== PROVIDED RECORDS ==

Issue #135, opened 2017-08-19
piano_roll_integrated error in class Instrument get_piano_roll method if fs >= 10


sccds:
`python 2.7.13`, `pretty_midi 0.2.8`

When we use `get_chroma()` method in class `PrettyMIDI`, if we set parameter `fs` >= 10, the chromagram matrix we get sometimes contains `NaN` column. And with `numpy` warning:
```
/usr/local/lib/python2.7/site-packages/numpy/core/_methods.py:59: RuntimeWarning: Mean of empty slice.
  warnings.warn("Mean of empty slice.", RuntimeWarning)
/usr/local/lib/python2.7/site-packages/numpy/core/_methods.py:68: RuntimeWarning: invalid value encountered in true_divide
  ret, rcount, out=ret, casting='unsafe', subok=False)
```

Traceback this issue, the problem is under `get_piano_roll()` method in class `Instrument`.  Here I show the last several lines above method `return`:
```python
if times is None:
            return piano_roll
piano_roll_integrated = np.zeros((128, times.shape[0]))
# Convert to column indices
times = np.array(times*fs, dtype=np.int)
for n, (start, end) in enumerate(zip(times[:-1], times[1:])):
    # Each column is the mean of the columns in piano_roll
    piano_roll_integrated[:, n] = np.mean(piano_roll[:, start:end],axis=1)
return piano_roll_integrated
```
When we compute `piano_roll_integrated`, we use `np.mean` of `start:end`. But if `start` and `end` are in same value, the `length` of `start:end` will be `zero`. 

Now lets look at why it is possible `start` and `end` value is possible to be same with parameter `fs` = 10. Here I abstract a small part of `numpy` test, but for this case, it is exactly true values in my project.
```python
import numpy as np
times = np.arange(5., 85, 0.1)
print times
times2 = np.array(times * 10, dtype=np.int)
print times2
print np.size(times), np.size(times2)
```
We can get the `times2` result is `[ 50  51  51  52  53  54  55  56  57  58 ...`. There are two `51`s in index 1 and index 2. Which cause problems.

This is because of the precision of number 52.0 is `51.999999999999993`, when using `dtype=np.int`, it ignores decimal part and equal to `51`.

To fix this issue, we can simply change it like this:
```python
import numpy as np
times = np.arange(5., 85, 0.1)
print times
times2 = np.array(np.round(times * 10), dtype=np.int)
print (times * 10)[2]
print times2
print np.size(times), np.size(times2)
```
[...]

PR #136, opened 2017-08-27
fixed issue #135

sccds:
fixed issue #135.
in `get_piano_roll` function, `start` and `end` index can be same because of float precision problem.
use `np.round()` to fix issue


craffel:
Thanks!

===

Each line above is to be set down again verbatim.

* TASK RESULT
Issue #135, opened 2017-08-19
piano_roll_integrated error in class Instrument get_piano_roll method if fs >= 10


sccds:
`python 2.7.13`, `pretty_midi 0.2.8`

When we use `get_chroma()` method in class `PrettyMIDI`, if we set parameter `fs` >= 10, the chromagram matrix we get sometimes contains `NaN` column. And with `numpy` warning:
```
/usr/local/lib/python2.7/site-packages/numpy/core/_methods.py:59: RuntimeWarning: Mean of empty slice.
  warnings.warn("Mean of empty slice.", RuntimeWarning)
/usr/local/lib/python2.7/site-packages/numpy/core/_methods.py:68: RuntimeWarning: invalid value encountered in true_divide
  ret, rcount, out=ret, casting='unsafe', subok=False)
```

Traceback this issue, the problem is under `get_piano_roll()` method in class `Instrument`.  Here I show the last several lines above method `return`:
```python
if times is None:
            return piano_roll
piano_roll_integrated = np.zeros((128, times.shape[0]))
# Convert to column indices
times = np.array(times*fs, dtype=np.int)
for n, (start, end) in enumerate(zip(times[:-1], times[1:])):
    # Each column is the mean of the columns in piano_roll
    piano_roll_integrated[:, n] = np.mean(piano_roll[:, start:end],axis=1)
return piano_roll_integrated
```
When we compute `piano_roll_integrated`, we use `np.mean` of `start:end`. But if `start` and `end` are in same value, the `length` of `start:end` will be `zero`. 

Now lets look at why it is possible `start` and `end` value is possible to be same with parameter `fs` = 10. Here I abstract a small part of `numpy` test, but for this case, it is exactly true values in my project.
```python
import numpy as np
times = np.arange(5., 85, 0.1)
print times
times2 = np.array(times * 10, dtype=np.int)
print times2
print np.size(times), np.size(times2)
```
We can get the `times2` result is `[ 50  51  51  52  53  54  55  56  57  58 ...`. There are two `51`s in index 1 and index 2. Which cause problems.

This is because of the precision of number 52.0 is `51.999999999999993`, when using `dtype=np.int`, it ignores decimal part and equal to `51`.

To fix this issue, we can simply change it like this:
```python
import numpy as np
times = np.arange(5., 85, 0.1)
print times
times2 = np.array(np.round(times * 10), dtype=np.int)
print (times * 10)[2]
print times2
print np.size(times), np.size(times2)
```
[...]

PR #136, opened 2017-08-27
fixed issue #135

sccds:
fixed issue #135.
in `get_piano_roll` function, `start` and `end` index can be same because of float precision problem.
use `np.round()` to fix issue


craffel:
Thanks!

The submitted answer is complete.